### Description of the task
Once the line with "3. Is it possible" is found in the entries below, print it and each following line exactly, stopping after the line with "### LINKED ISSUE #1571: Unbound"; print nothing else.
——
PR #3590, opened 2019-06-04
add transifex client config

Anarchid:
Having this hidden file in the repository allows the transifex client to be used to easily pull translations from transifex.

It is necessary because the newfangled zero-effort github integration transifex claims to have seems to be one way only - it doesn't open any PR's when translations get completed as it's supposed to.

Additionally, this approach is more flexible, since it allows more than one repository to be configured (Chobby i'm looking at you).

Usage:
* Download all languages and all files, ignoring timestamps:
```
tx pull -af
```
  The `-f` param is necessary because https://github.com/transifex/transifex-client/issues/22. 
* Download only a specific language:
```
tx pull -fl zh_CN
```

### DIFF
--- a/.tx/config
+++ b/.tx/config
@@ -1,3 +1,12 @@
+# This is the ZK config for the Transifex online translation platform 
+# The job of this file is to allow the Transifex CLI tool to fetch translation 
+# files from Transifex for you to commit to the repository with minimal effort.
+# Here's how to use it:
+# * Fetch one language: `tx pull -fl zh_CN`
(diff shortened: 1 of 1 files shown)


sprunk:
Would be good to add a comment at the top explaining:
 * what this is/does
 * what tool it works with (eg. is "the transifex client" still `tx` on windows?)
 * example usage (`tx pull -af` or `tx pull -fl zh_CN`)

GoogleFrog:
I'm assuming that everything translation related is somebody elses project.

PR #1578, opened 2024-08-16
Lang: Fixes and Improvements

### LINKED ISSUE #1565: Localization: missing/broken strings or issues
Hello there!

Long time no see but I didn't forget about you! ;)

Here is some missing or broken strings:
1. This one should use the `item_disguiser_sidebar` line, but for some reason it's not:
Снимок экрана 2024-06-25 024636
2. For some reason last words section in the UI doesn't use quickchat localization: 
image
3. There is no spaces between these lines (for example `search_kill_from_front` and `search_head`).
Снимок экрана 2024-06-25 025017
4. In old_ttt skin the `status_off` line doesn't work.

Issues:
1. These are not presented in commands. They are planned or it's just a false description?
image
2. There is something not okay with this font. I believe it doesn't support cyrillic symbols and there for some are in different font while those which looks similar to latin ones are not. That's why it's shifting and is not lined up. Could you change the font to some that supports cyrillic symbols?
image
3. Is it possible to make this list showing names differently? Like in straight line with the line break only at the end?
image

TimGoll:
Fixes #1565.

Small language and textbox improvements.

### DIFF
--- a/gamemodes/terrortown/gamemode/client/cl_vskin/default_skin.lua
+++ b/gamemodes/terrortown/gamemode/client/cl_vskin/default_skin.lua
@@ -2169,7 +2169,11 @@ function SKIN:PaintInfoItemTTT2(panel, w, h)
                 continue
             end
 
-            text_translated = text_translated .. DynT(body, params, true) .. ""
+            if i == 1 then
+                text_translated = DynT(body, params, true)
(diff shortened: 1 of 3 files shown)


Histalek (approved):
Nice!

PR #1582, opened 2024-08-17
Bindings: Fixed Undefined Bindings Breaking Gamemode

### LINKED ISSUE #1571: Unbound Keys Can Break the Game
If one uses the spawn editor and has no key bound for "walk", it causes loads of issues.

Relevant parts in code:

https://github.com/TTT-2/TTT2/blob/master/gamemodes/terrortown/entities/weapons/weapon_ttt_spawneditor.lua#L566

https://github.com/TTT-2/TTT2/blob/master/lua/ttt2/extensions/input.lua#L16-L22

TimGoll:
Fixed #1571

Made sure that undefined bindings do not cause errors. While I was at it, I replaced the hardcoded fallbacks with "UNK" (undefined key) so the user is less confused when nothing happens

### DIFF
--- a/CHANGELOG.md
+++ b/CHANGELOG.md
@@ -96,6 +96,7 @@ All notable changes to TTT2 will be documented here. Inspired by [keep a changel
 - Fixed `table.FullCopy(tbl)` behaviour when `tbl` contained a Vector or Angle (by @Histalek)
 - Fixed the bodysearch showing a wrong player icon when searching a fake body (by @TimGoll)
 - Fixed players respawned with `ply:Revive` sometimes spawning on a fake corpse (by @TimGoll)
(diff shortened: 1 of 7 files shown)


NovaDiablox:
Hmm can we use "???" instead. That abbreviation doesn't exist in my language (probably in others too). I can create workaround but it won't be official as a real abbreviation.

TimGoll:
> Hmm can we use "???" instead. That abbreviation doesn't exist in my language (probably in others too). I can create workaround but it won't be official as a real abbreviation.

THat is a brilliant suggestion! I sat here for minutes thinking of a good abbrevation and didn't even think of such a simple solution!

Histalek (approved):

PR #1588, opened 2024-08-20
Remove extra spaces and date swaps.

sbzlzh:


TimGoll (approved):
Thank you. It is always nice to see that other people are caring for clean looking files as well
——
### Answer space
3. Is it possible to make this list showing names differently? Like in straight line with the line break only at the end?
image

TimGoll:
Fixes #1565.

Small language and textbox improvements.

### DIFF
--- a/gamemodes/terrortown/gamemode/client/cl_vskin/default_skin.lua
+++ b/gamemodes/terrortown/gamemode/client/cl_vskin/default_skin.lua
@@ -2169,7 +2169,11 @@ function SKIN:PaintInfoItemTTT2(panel, w, h)
                 continue
             end
 
-            text_translated = text_translated .. DynT(body, params, true) .. ""
+            if i == 1 then
+                text_translated = DynT(body, params, true)
(diff shortened: 1 of 3 files shown)


Histalek (approved):
Nice!

PR #1582, opened 2024-08-17
Bindings: Fixed Undefined Bindings Breaking Gamemode

### LINKED ISSUE #1571: Unbound Keys Can Break the Game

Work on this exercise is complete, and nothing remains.